Which I think is the question of any play. What does it mean? What are the consequences of these bodies traveling through space together, separately, what, you know, what comes of that. And so I wouldn't say that I seek to answer any questions. I really seek to ask questions for people to think about because everybody is gonna have a different perspective on what it all means and what it means to them. You know, one of the things that I like about A Strange Loop is that it ends with, you know, the central character Usher, sort of arriving at this place that “I” is just an illusion. And you also get the sense that like there's a certain kind of resolution that he comes to at the end, and yet it's not resolved at all because that's what real life is like.
And that's what I really sort of aim to, to put on stage is like a question of like, what is real life? And like, how do we sort of identify the questions that we have in real life and share them with others because nobody knows what anybody else is going through and that has been like this really beautiful experience of A Strange Loop specifically because there have been people who have come through the show, who are told, who had, just for whatever, decided in their mind that the show is not quote unquote for them, but then they see this story and there's something in it that, that resonates, that feels like their life, even though the character doesn't look like them or the character does look like them on some level and there's something that maybe they haven't shared with their neighbor or their social group or their family or whatever that resonates, you know? And so I just am really into promoting the exchange of energy and the idea that we can learn from people who are not like us, and we can learn from people who like actually aren't us because they're actors on a stage playing characters. You know? That for me is like a really powerful elixir.

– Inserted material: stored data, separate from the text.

PR #1405, opened 2023-05-22
android_jni: Handle JNI exceptions

vigneshvg:
When calling JNI functions, the default behavior is that the native code execution will continue and a pending exception will be queued to be thrown when the control goes back to the Java layer.

This is not desirable when multiple JNI calls are being made and the second one depends on the successful execution of the first. Suppress JNI level exceptions and simply return an error from those functions instead of throwing a JNI exception in the java layer. This also avoids some SIGABRTs in the native code.

### DIFF
--- a/android_jni/avifandroidjni/src/main/jni/libavif_jni.cc
+++ b/android_jni/avifandroidjni/src/main/jni/libavif_jni.cc
@@ -158,6 +158,19 @@ int getThreadCount(int threads) {
   return (threads == 0) ? android_getCpuCount() : threads;
 }
 
+// Checks if there is a pending JNI exception that will be thrown when the
+// control returns to the java layer. If there is none, it will return false. If
+// there is one, then it will clear the pending exception and return true.
+// Whenever this function returns true, the caller should treat it as a fatal
+// error and return with a failure status at the earliest instance possible.
+bool JniExceptionCheck(JNIEnv* env) {
+  if (!env->ExceptionCheck()) {
+    return false;
+  }
+  env->ExceptionClear();
+  return true;
+}
+
 }  // namespace
 
 jint JNI_OnLoad(JavaVM* vm, void* /*reserved*/) {
@@ -175,6 +188,21 @@ FUNC(jboolean, isAvifImage, jobject encoded, int length) {
   return avifPeekCompatibleFileType(&avif);
 }
 
+#define CHECK_EXCEPTION(ret)                \
+  do {                                      \
+    if (JniExceptionCheck(env)) return ret; \
+  } while (false)
+
+#define FIND_CLASS(var, class_name, ret)         \
+  const jclass var = env->FindClass(class_name); \
+  CHECK_EXCEPTION(ret);                          \
+  if (var == nullptr) return ret
+
+#define GET_FIELD_ID(var, class_name, field_name, signature, ret)          \
+  const jfieldID var = env->GetFieldID(class_name, field_name, signature); \
+  CHECK_EXCEPTION(ret);                                                    \
+  if (var == nullptr) return ret
+
 FUNC(jboolean, getInfo, jobject encoded, int length, jobject info) {
   const uint8_t* const buffer =
       static_cast<const uint8_t*>(env->GetDirectBufferAddress(encoded));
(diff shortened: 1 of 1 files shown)


android_jni/avifandroidjni/src/main/jni/libavif_jni.cc
```diff
@@ -175,24 +183,39 @@ FUNC(jboolean, isAvifImage, jobject encoded, int length) {
...
+
+#define FIND_CLASS(var, class_name, ret)         \
+  const jclass var = env->FindClass(class_name); \
+  CHECK_EXCEPTION(ret);                          \
+  if (var == nullptr) return ret
+
+#define GET_FIELD_ID(var, class_name, field_name, signature, ret)          \
+  const jfieldID var = env->GetFieldID(class_name, field_name, signature); \
+  CHECK_EXCEPTION(ret);                                                    \
+  if (var == nullptr) return ret
```
wantehchang, line 197: Should these three macros be put inside a `do {} while (false)` block so that they behave like a statement?

android_jni/avifandroidjni/src/main/jni/libavif_jni.cc
```diff
@@ -158,6 +158,14 @@ int getThreadCount(int threads) {
   return (threads == 0) ? android_getCpuCount() : threads;
 }
 
+bool JniExceptionCheck(JNIEnv* env) {
```
wantehchang, line 161: Please document this function.

android_jni/avifandroidjni/src/main/jni/libavif_jni.cc
vigneshvg: We cannot do that here since these macros declare a local variable which has to be visible in the calling scope.

android_jni/avifandroidjni/src/main/jni/libavif_jni.cc
vigneshvg: Done.

android_jni/avifandroidjni/src/main/jni/libavif_jni.cc
```diff
@@ -175,24 +188,39 @@ FUNC(jboolean, isAvifImage, jobject encoded, int length) {
   return avifPeekCompatibleFileType(&avif);
 }
 
+#define CHECK_EXCEPTION(ret) \
+  if (JniExceptionCheck(env)) return ret
+
+#define FIND_CLASS(var, class_name, ret)         \
+  const jclass var = env->FindClass(class_name); \
+  CHECK_EXCEPTION(ret);                          \
+  if (var == nullptr) return ret
```
wantehchang, line 197: The null pointer checks of the return values of `env->FindClass()` and `env->GetFieldID()` are also new in this pull request, right? It would be good to mention this in the commit message.

Is it a bug that we were not checking their return values before?

android_jni/avifandroidjni/src/main/jni/libavif_jni.cc
```diff
@@ -158,6 +158,19 @@ int getThreadCount(int threads) {
   return (threads == 0) ? android_getCpuCount() : threads;
 }
 
+// Checks if there is a pending JNI exception that will be thrown when the
+// control returns to the java layer. If there is none, it will return false. If
+// there is one, then it will clear the pending exception and return false.
```
wantehchang, line 163: return false => return true

wantehchang (approved):
LGTM.

android_jni/avifandroidjni/src/main/jni/libavif_jni.cc
```diff
@@ -175,24 +188,39 @@ FUNC(jboolean, isAvifImage, jobject encoded, int length) {
   return avifPeekCompatibleFileType(&avif);
 }
 
+#define CHECK_EXCEPTION(ret) \
+  if (JniExceptionCheck(env)) return ret
```
jzern, line 192: I saw your comment to Wan-Teh's question. I think this one could be wrapped in a do/while though

jzern (approved):

android_jni/avifandroidjni/src/main/jni/libavif_jni.cc
vigneshvg: Done.

android_jni/avifandroidjni/src/main/jni/libavif_jni.cc
vigneshvg: Done.

android_jni/avifandroidjni/src/main/jni/libavif_jni.cc
vigneshvg: > The null pointer checks of the return values of `env->FindClass()` and `env->GetFieldID()` are also new in this pull request, right? It would be good to mention this in the commit message.
> 

Updated the commit message.

> Is it a bug that we were not checking their return values before?

Yes, these functions could fail in one of two ways: throw an exception or return nullptr. This PR handles both of those cases.

android_jni/avifandroidjni/src/main/jni/libavif_jni.cc
```diff
@@ -158,6 +158,19 @@ int getThreadCount(int threads) {
   return (threads == 0) ? android_getCpuCount() : threads;
 }
 
+// Checks if there is a pending JNI exception that will be thrown when the
+// control returns to the java layer. If there is none, it will return false. If
+// there is one, then it will clear the pending exception and return true.
+// Whenever this function returns true, the caller should treat it as a fatal
+// error and return with a failure status at the earliest instance possible.
```
wantehchang, line 165: Nit instance => instant ?

Or change "at the earliest instance possible" to "as early as possible".

wantehchang (approved):
LGTM.

android_jni/avifandroidjni/src/main/jni/libavif_jni.cc
wantehchang: Fixed in https://github.com/AOMediaCodec/libavif/pull/1408.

[00:35:45] Helga: But then what is this “I” is an illusion? And you can't be all of the things that you described and believe that “I” is an illusion.
[00:35:54] Michael R. Jackson: But I think, but I think that that's the strange loop of it because just because something that's an illusion doesn't mean it doesn't exist.

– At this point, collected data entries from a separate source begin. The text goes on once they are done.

PR #1411, opened 2023-05-23
Force keyframe for alpha if color is a keyframe

vigneshvg:
When the encoder supports it (as of now only libaom does), disable lagged output when encoding animated images with alpha channel. When the utput of the color planes is a keyframe, force a keyframe on the alpha channel as well.

While the spec does not enforce this, and the libavif decoder can handle files without this requirement just fine, this change is still an enhancement because most decoders look at whether or not the color frame is a keyframe to determine seek points.

Fixes: Issue #841

### DIFF
--- a/include/avif/internal.h
+++ b/include/avif/internal.h
@@ -357,7 +357,9 @@ typedef avifBool (*avifCodecGetNextImageFunc)(struct avifCodec * codec,
 // avifCodecEncodeImageFunc is responsible for automatic tiling if encoder->autoTiling is set to
 // AVIF_TRUE. The actual tiling values are passed to avifCodecEncodeImageFunc as parameters.
 // Similarly, avifCodecEncodeImageFunc should use the quantizer parameter instead of
-// encoder->quality and encoder->qualityAlpha.
+// encoder->quality and encoder->qualityAlpha. If disableLaggedOutput is AVIF_TRUE, then the encoder will emit the output frame
+// without any lag (if supported). Note that disableLaggedOutput is only used by the first call to this function (which
+// initializes the encoder) and is ignored by the subsequent calls.
 //
 // Note: The caller of avifCodecEncodeImageFunc always passes encoder->data->tileRowsLog2 and
 // encoder->data->tileColsLog2 as the tileRowsLog2 and tileColsLog2 arguments. Because
@@ -372,6 +374,7 @@ typedef avifResult (*avifCodecEncodeImageFunc)(struct avifCodec * codec,
                                                int tileColsLog2,
                                                int quantizer,
                                                avifEncoderChanges encoderChanges,
+                                               avifBool disableLaggedOutput,
                                                avifAddImageFlags addImageFlags,
                                                avifCodecEncodeOutput * output);
 typedef avifBool (*avifCodecEncodeFinishFunc)(struct avifCodec * codec, avifCodecEncodeOutput * output);
--- a/src/codec_aom.c
+++ b/src/codec_aom.c
@@ -545,6 +545,7 @@ static avifResult aomCodecEncodeImage(avifCodec * codec,
                                       int tileColsLog2,
                                       int quantizer,
                                       avifEncoderChanges encoderChanges,
+                                      avifBool disableLaggedOutput,
                                       avifAddImageFlags addImageFlags,
                                       avifCodecEncodeOutput * output)
 {
@@ -714,6 +715,9 @@ static avifResult aomCodecEncodeImage(avifCodec * codec,
             cfg->g_limit = encoder->extraLayerCount + 1;
             // For layered image, disable lagged encoding to always get output
             // frame for each input frame.
+            cfg->g_lag_in_frames = 0;
+        }
+        if (disableLaggedOutput) {
             cfg->g_lag_in_frames = 0;
         }
         if (encoder->maxThreads > 1) {
--- a/src/codec_avm.c
+++ b/src/codec_avm.c
@@ -535,6 +535,7 @@ static avifResult avmCodecEncodeImage(avifCodec * codec,
                                       int tileColsLog2,
                                       int quantizer,
                                       avifEncoderChanges encoderChanges,
+                                      avifBool disableLaggedOutput,
                                       avifAddImageFlags addImageFlags,
                                       avifCodecEncodeOutput * output)
 {
@@ -634,6 +635,9 @@ static avifResult avmCodecEncodeImage(avifCodec * codec,
             cfg->g_limit = encoder->extraLayerCount + 1;
             // For layered image, disable lagged encoding to always get output
             // frame for each input frame.
+            cfg->g_lag_in_frames = 0;
+        }
+        if (disableLaggedOutput) {
             cfg->g_lag_in_frames = 0;
         }
         if (encoder->maxThreads > 1) {
--- a/src/write.c
+++ b/src/write.c
@@ -941,6 +941,35 @@ static avifCodecType avifEncoderGetCodecType(const avifEncoder * encoder)
     return avifCodecTypeFromChoice(encoder->codecChoice, AVIF_CODEC_FLAG_CAN_ENCODE);
 }
 
+// This function is called after every color frame is encoded. It returns AVIF_TRUE if a keyframe needs to be forced for the next
+// alpha frame to be encoded, AVIF_FALSE otherwise.
+static avifBool avifEncoderDataShouldForceKeyframeForAlpha(const avifEncoderData * data,
+                                                           const avifEncoderItem * colorItem,
+                                                           avifAddImageFlags addImageFlags)
+{
+    if (!data->alphaPresent) {
+        // There is no alpha plane.
+        return AVIF_FALSE;
+    }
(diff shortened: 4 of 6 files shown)


include/avif/internal.h
```diff
@@ -357,7 +357,8 @@ typedef avifBool (*avifCodecGetNextImageFunc)(struct avifCodec * codec,
 // avifCodecEncodeImageFunc is responsible for automatic tiling if encoder->autoTiling is set to
 // AVIF_TRUE. The actual tiling values are passed to avifCodecEncodeImageFunc as parameters.
 // Similarly, avifCodecEncodeImageFunc should use the quantizer parameter instead of
-// encoder->quality and encoder->qualityAlpha.
+// encoder->quality and encoder->qualityAlpha. If disableLaggedOutput is AVIF_TRUE, then the encoder will emit the output frame
+// without any lag (if supported).
```
wantehchang, line 361: Document that `disableLaggedOutput` is only used by the first `avifCodecEncodeImageFunc` call (which initializes the AV1 or AV2 encoder) and is ignored by subsequent `avifCodecEncodeImageFunc` calls.

include/avif/internal.h
```diff
@@ -373,6 +374,7 @@ typedef avifResult (*avifCodecEncodeImageFunc)(struct avifCodec * codec,
                                                int quantizer,
                                                avifEncoderChanges encoderChanges,
                                                avifAddImageFlags addImageFlags,
+                                               avifBool disableLaggedOutput,
```
wantehchang, line 377: Nit/optional: let `addImageFlags` be the last input parameter (a common convention).

src/codec_aom.c
```diff
@@ -688,6 +689,9 @@ static avifResult aomCodecEncodeImage(avifCodec * codec,
         cfg->g_input_bit_depth = image->depth;
         cfg->g_w = image->width;
         cfg->g_h = image->height;
+        if (disableLaggedOutput) {
+            cfg->g_lag_in_frames = 0;
+        }
```
wantehchang, line 694: Nit: Move to line 717 or 723 to be near the other code that sets `cfg->g_lag_in_frames`.

src/codec_avm.c
```diff
@@ -536,8 +536,12 @@ static avifResult avmCodecEncodeImage(avifCodec * codec,
                                       int quantizer,
                                       avifEncoderChanges encoderChanges,
                                       avifAddImageFlags addImageFlags,
+                                      avifBool disableLaggedOutput,
                                       avifCodecEncodeOutput * output)
 {
+    // TODO(vigneshv): add support for avm lagged output when necessary. Ignore it for now.
+    (void)disableLaggedOutput;
```
wantehchang, line 543: We can use the same code as codec_aom.c.

src/write.c
```diff
@@ -941,6 +941,30 @@ static avifCodecType avifEncoderGetCodecType(const avifEncoder * encoder)
     return avifCodecTypeFromChoice(encoder->codecChoice, AVIF_CODEC_FLAG_CAN_ENCODE);
 }
 
+static avifBool avifEncoderDataForceKeyframeForAlpha(const avifEncoderData * data, const avifEncoderItem * colorItem, avifAddImageFlags addImageFlags)
```
wantehchang, line 944: (1) Nit: Document this function. One reason is that the function name sounds like an action, so I thought this function would force a keyframe for alpha and the boolean return value indicates success/failure.

Alternatively, add "Should" or "NeedTo" to the function name?

(2) Another useful piece of info to document, which cannot be inferred from the function name, is when this function is called.

This function is called after we have encoded a frame of the color channel and before we encode the corresponding frame of the alpha channel.

src/write.c
```diff
@@ -941,6 +941,30 @@ static avifCodecType avifEncoderGetCodecType(const avifEncoder * encoder)
...
+{
+    if (!data->alphaPresent) {
+        // There is no alpha plane.
+        return AVIF_FALSE;
+    }
+    if (addImageFlags & AVIF_ADD_IMAGE_FLAG_SINGLE) {
+        // Not an animated image.
+        return AVIF_FALSE;
+    }
+    if (data->frames.count == 0) {
```
wantehchang, line 954: Nit: Document that `data->frames.count` is the number of frames that have been encoded by previous `avifEncoderAddImage()` calls. This fact is important to understanding this function, but is not obvious unless I inspect the caller's code.

src/write.c
```diff
@@ -941,6 +941,30 @@ static avifCodecType avifEncoderGetCodecType(const avifEncoder * encoder)
...
+        // This is the first frame, no need to force keyframe.
+        return AVIF_FALSE;
+    }
+    const uint32_t sampleCount = colorItem->encodeOutput->samples.count;
```
wantehchang, line 958: Nit: It would also be helpful to document that colorItem->encodeOutput->samples stores the encoded frames of the color channel that the encoder has output so far.

src/write.c
```diff
@@ -941,6 +941,30 @@ static avifCodecType avifEncoderGetCodecType(const avifEncoder * encoder)
...
+    avifBool isLaggedOutput = (sampleCount == 0) || (data->frames.count != sampleCount - 1);
```
wantehchang, line 959: Nit: The following should be equivalent:

```
    avifBool isLaggedOutput = (data->frames.count + 1 != sampleCount);
```

src/write.c
```diff
@@ -1222,6 +1246,9 @@ static avifResult avifEncoderAddImageInternal(avifEncoder * encoder,
                 cellImage = paddedCellImage;
             }
             const int quantizer = item->alpha ? encoder->data->quantizerAlpha : encoder->data->quantizer;
+            // If alpha channel is present, set disableLaggedOutput to AVIF_TRUE. If the encoder supports it, this enables
+            // avifEncoderDataForceKeyframeForAlpha to force a keyframe on the alpha channel if the color channels are a keyframe
```
wantehchang, line 1250: Nit: "if the color channels are a keyframe" should be rephrased. (There is only one color channel.)

How about "whenever the color channel has encoded a keyframe" or "whenever a keyframe has been encoded in the color channel"?

wantehchang (commented):
Vignesh: Thank you very much for fixing this issue.

I suggest some changes, mostly to clarify or add comments.

include/avif/internal.h
vigneshvg: Done.

include/avif/internal.h
vigneshvg: Done.

src/codec_aom.c
vigneshvg: Done.

src/codec_avm.c
vigneshvg: we probably can, but i don't know if libavm respects this flag and produces the intended output as of now. so i just left it as a TODO for later so that it can be verified before it is enabled.

in general, i think of codec_avm as a fork of codec_aom at that point in time. i don't think we need to keep codec_aom and codec_avm arbitrarily in sync without knowing if things actually work.

src/write.c
vigneshvg: Done.

src/write.c
vigneshvg: Done.

src/write.c
vigneshvg: I changed the variable name to `colorFramesOutputSoFar`.

src/write.c
vigneshvg: Done.

src/write.c
vigneshvg: Done.

src/write.c
```diff
@@ -941,6 +941,35 @@ static avifCodecType avifEncoderGetCodecType(const avifEncoder * encoder)
     return avifCodecTypeFromChoice(encoder->codecChoice, AVIF_CODEC_FLAG_CAN_ENCODE);
 }
 
+// This function is called after every color frame is encoded. It returns AVIF_TRUE if a keyframe needs to be forced for the next
+// alpha plane that's encoded, AVIF_FALSE otherwise.
```
wantehchang, line 945: alpha plane => alpha frame ?

that's encoded => to be encoded ?

src/codec_avm.c
wantehchang: I understand your point. But it will be less work to just port the codec_aom.c change now.

Note that this file already sets `cfg->g_lag_in_frames` to 0 at line 631 and line 641. So if `cfg->g_lag_in_frames == 0` doesn't work, you won't be making it worse.

wantehchang (approved):
LGTM.

src/write.c
vigneshvg: Done.

src/codec_avm.c
vigneshvg: > Note that this file already sets `cfg->g_lag_in_frames` to 0 at line 631 and line 641.

Yes, because it was forked from codec_aom that way. :)

> So if `cfg->g_lag_in_frames == 0` doesn't work, you won't be making it worse.

Anyways, done.

wantehchang (approved):
LGTM. Thanks again for fixing this bug.

jzern (commented):
lgtm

When a magician does a trick, my perception is real. Like I see what I see. But it doesn't materially exist, but it exists in my mind, which is where the “I” is. And so then what it ends up being about what “I” is really about is a matter of perception and that your, your perceptions are constantly changing or they go through stages of changing. That certainly was true for me. My “I” changed during over the last couple of years because my perceptions were changing.
[00:36:33] Helga: You're listening to Helga. We'll rejoin the conversation in just a moment. Thanks for being here.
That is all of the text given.